**TASK PROMPT**
Look at the entries below and restate word for word the lines from the first through the one that has "- I log in as".

[Saved entries]

PR #2816, opened 2025-06-17
[UI] Allow to hide the Tour panel

olgenn:
Close https://github.com/dstackai/dstack-cloud/issues/286

### DIFF
--- a/frontend/src/App/constants.ts
+++ b/frontend/src/App/constants.ts
@@ -1,2 +1,3 @@
 export const AUTH_DATA_STORAGE_KEY = 'authData';
 export const MODE_STORAGE_KEY = 'mode';
+export const TUTORIAL_SHOW_STARTUP_STORAGE_KEY = 'tutorial-show-startup';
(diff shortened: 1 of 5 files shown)


peterschmidt85:
All works fine except one use-case:

- I log in as a user that already finished Tour steps.
- The Tour sidebar is not shown
- But if I click `Tour`, i see `Show at startup` is on

Screenshot 2025-06-18 at 20 32 14

- Should it off

olgenn:
@peterschmidt85  I think the toggle should be enabled by default, since it disables the Tour panel regardless of whether the user has completed the tour steps or not.

peterschmidt85:
I would auto-disable it.
Otherwise it’s misleading IMO. It says to show, but it doesn’t show.

olgenn:
@peterschmidt85 if user already finished Tour steps and enabled this switcher, Tour panel will be opened after refresh page. Right?

peterschmidt85:
Yeah, let's try this behavior

olgenn:
@peterschmidt85 I implemented this behavior. Please review it

peterschmidt85 (approved):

**REPLY**
PR #2816, opened 2025-06-17
[UI] Allow to hide the Tour panel

olgenn:
Close https://github.com/dstackai/dstack-cloud/issues/286

### DIFF
--- a/frontend/src/App/constants.ts
+++ b/frontend/src/App/constants.ts
@@ -1,2 +1,3 @@
 export const AUTH_DATA_STORAGE_KEY = 'authData';
 export const MODE_STORAGE_KEY = 'mode';
+export const TUTORIAL_SHOW_STARTUP_STORAGE_KEY = 'tutorial-show-startup';
(diff shortened: 1 of 5 files shown)


peterschmidt85:
All works fine except one use-case:

- I log in as a user that already finished Tour steps.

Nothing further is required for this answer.